53 p "Median: #{median}"
54 p "Average: #{average}"
Very similar to the previous code, except I read in the keyspace from a rainbow table generated separately, and iterate over these values (in a sense). I also create an array called random_table that contains all the possible indexes in the array that hold all the possible keys.

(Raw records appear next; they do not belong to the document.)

PR #1364, opened 2019-09-03
ProductCodeController now autowires PromoCodeDataFactoryInterface instead of PromoCodeDataFactory

s3tezsky:
| Q             | A
| ------------- | ---
|Description, reason for the PR| To extend promo codes you should not need to extend PromoCodeController just because of wrong argument type hint.
|New feature| No 
|Fixes issues| ... 


LukasHeinz:
@s3tezsky if it is BC break, it should be targeted to 9.0. Please change targeted branch or PR desc.

s3tezsky:
I've changed BC breake to `NO`. Actually in v8.0 it won't break anything since it is depending on https://github.com/shopsys/shopsys/pull/1319 which hasn't been released yet.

I iterate the number of times defined by ARGV[0], and each iterations, I shuffle the random_table. This shuffle algorithm is built into Ruby and is the Fisher-Yates shuffle algorithm. I also generate my uuid and truncate it on each iteration. Inside this iteration, I iterate over each index (that has now been shuffled) in the random_table array and attempt to brute force the 6-character code by referencing the rainbow table by the index of the current inner iteration. I gather the same statistical information as the serial cracking. These are the results for iterations of 100 and 1000:
--- random 100 iters ---
"Max: 4.961166269"
"Min: 0.130944814"
"Median: 2.494897051"
"Average: 2.452227394910891"
--- random 1000 iters ---
"Max: 5.021977897"
"Min: 0.006075905"
"Median: 2.502533613"
"Average: 2.4856869913756237"
As you can see, there is a massive and consistent difference in the speed of cracking the 6-character uuid when being performed "randomly" versus serially. The max number of second is a full 10 seconds faster than cracking serially. The minimums across both serial and random are in line with each other, but the median and average times cracking randomly are almost a quarter that of the serial median and average times. I think these results speak for themselves.
Now, I will admit that I am also measuring the time it takes to generate the permutation in the serial runs, as opposed to the random runs where the values have been precomputed. I do not believe this has that large of an effect on the times recorded. However, if you wanted to compute the value to test against in the random runs at runtime as opposed to beforehand, you could calculate the value of the string based on the current index it resides at in the keyspace.
Assuming a consistent keyspace (a-z,0-9), which leaves no gaps in between characters available for the possible codes to generate, you can calculate this code on the fly. By using powers of 36, and dividing the current index by 36 to the power of the index (from right to left!) of the character in the code to be generated, you can generate your 'random' code on the fly. This is left to an exercise of the reader. If there are gaps in the characters available for code generation, this is still doable, but you must compensate for the fact that, say, 'f' is 20 characters away from '0', and take this into account when generating the code.